# Can you solve this Masyu puzzle?

Hey guys, enjoy this Masyu puzzle!

For those unfamiliar with Masyu, here are some instructions:

The goal of Masyu is to connect the circles on the grid via a line that closes itself and also does not go over previously established portions of said line. The circles have special characteristics that dictate how the line must move:

• Once the line enters a black circle, it must turn left or right.
• The tiles approaching or leaving black circles can't have turns.
• Once the line enters a white circle, it must go straight.
• Of the tiles approaching or leaving white circles, at least one must have a turn.

I hope I understood the instructions correctly. If so, the correct answer is:

Yes, I can.

• Yeah that's right. Nov 17, 2016 at 13:36

There were a lot of little steps here, not any big ones, so I wasn't sure how to put a useful solution down. In the end I just explained everything - this answer should be a good resource for anyone who wants to see how many standard Masyu deductions can be applied to a real puzzle. Rows and columns (mentioned in RXCY format) are counted from the top left, with the top left cell being R1C1.

Basic deductions used repeatedly here:

• White circle on an edge (or effectively on an edge):

A line must go straight through the white circle, parallel to the edge. Since it is on an edge the required straight line cannot go perpendicular to the edge.

• White circle which needs to turn:

A white circle which has a double-length straight line segment extending out one edge, must immediately turn upon exiting the opposite edge to fulfil the white-circle turn requirement

• Black circle on/one away from an edge (or effectively on/one away from an edge):

A line must go straight out perpendicularly away from the edge, as it cannot go "backwards" into the edge and a turn is required to exist.

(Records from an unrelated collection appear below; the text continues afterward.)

PR #2384, opened 2020-10-18
Removed Google Analytics (GA)

jessaleks:

Reasoning:
a) Not everybody uses GA
b) It slows down page load which is a crucial metric (even if it's just 25ms on a 50kb/s network)
c) We have an obligation to respect users' privacy

While sure, a lot of people do use GA, not everybody does that. It's a bit unnecessary to always include every single time somebody uses this template. I have removed that from the project, though I do see a simple opt-in solution as enough.

As for the page load, ([https://wpostats.com/2018/06/13/zalando-revenue.html](https://wpostats.com/2018/06/13/zalando-revenue.html)) some tests show that seemingly unnoticeable changes have a noticeable impact on, financial metrics, even.

### DIFF
--- a/dist/index.html
+++ b/dist/index.html
@@ -1,40 +1,30 @@
-<!doctype html>
+<!DOCTYPE html>
 <html class="no-js" lang="">
+  <head>
+    <meta charset="utf-8" />
+    <title></title>
+    <meta name="description" content="" />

• Black circle with a nearby hanging end:

A "hanging end" (a line entering a square but not leaving it) entering a square directly orthogonally adjacent to a black circle, but not pointing at the black circle, prevents the black circle from having a line extending that way. This is because the black circle's lines cannot turn immediately, which would be a consequence of connecting with the hanging end. Therefore this acts as an "effectively an edge".

Step 1:

Initial basic deductions. R8C1 is a white circle on an edge. Many black circles are on/near an edge.

Step 2:

We will first be looking closely at the bottom area. The black circle in R8C5 is now effectively near an edge. Once a line is drawn for it, the white circles in R9C6 & C8 are effectively on an edge. Then the black circles in R8C5 & C9 have hanging ends near them.

Step 3:

The white circles in R9C6 & C8 both need to turn. Then the black circle in R9C3 is effectively on an edge. Finally, the lines coming out of the white circles can't connect (that would complete the loop too early) so they must escape up their respective ways.

Step 4:

Now we start working through the top area. The white circle in R3C2 is effectively on an edge. Then the black circle in R2C3 has a nearby hanging end. Extending its line runs into a white circle, and the line must run straight through the white circle (by the "no turning in a white circle" rule) and turn up (as it must turn, and it can't turn into the nearby R3C6 black circle). Said black circle is now effectively on an edge.

Step 5:

The white circle in R6C3 is effectively on an edge. Then the black circle in R5C2 has a hanging edge near it.

Step 6:

"Clean-up" of many small unconnected things.
- the white circle in R3C2 needs to turn
- the black circle in R5C5 has a hanging edge next to it
- the hanging edge in R4C3 has only one direction to go
- the white circle in R6C9 has a hanging end which can be extended through, which also allows the hanging end in R6C10 to escape one more up

Step 7:

We now work from the middle of the right-edge, towards the middle of the puzzle. The white circle in R6C9 must turn. Then the black circle in R5C8 is effectively on an edge. Then the white circle in R6C6 is effectively on an edge. Then the black circle in R5C5 is effectively on an edge.

Step 8:

There is only one way for the ends in R4C4 and R3C5 to connect, so they snake around and touch. Then the black circle in R3C6 is effectively on an edge. The black circle in R5C8 is effectively on an edge, and extending its line leave only one way to connect the ends there.

Step 9:

The hanging end in R6C4 has only one way to go. Then, the ends in R7C1 & C3 can't connect (that would close the loop too soon) so they must sneak around each other to allow one to escape out.

Step 10/solution:

We finish in the top right. The black circle in R3C10 and the white circle in R2C8 are effectively on edges. Then there is only way to make all the ends connect.

You may have reached the end of this answer and think it is too long, or I explained too much/went into too much detail. "bobble", you may say, "I got bored. All of that logic was trivial!". Well, yes it was, but I had fun explaining it :) Hopefully this answer helps some Masyu beginner.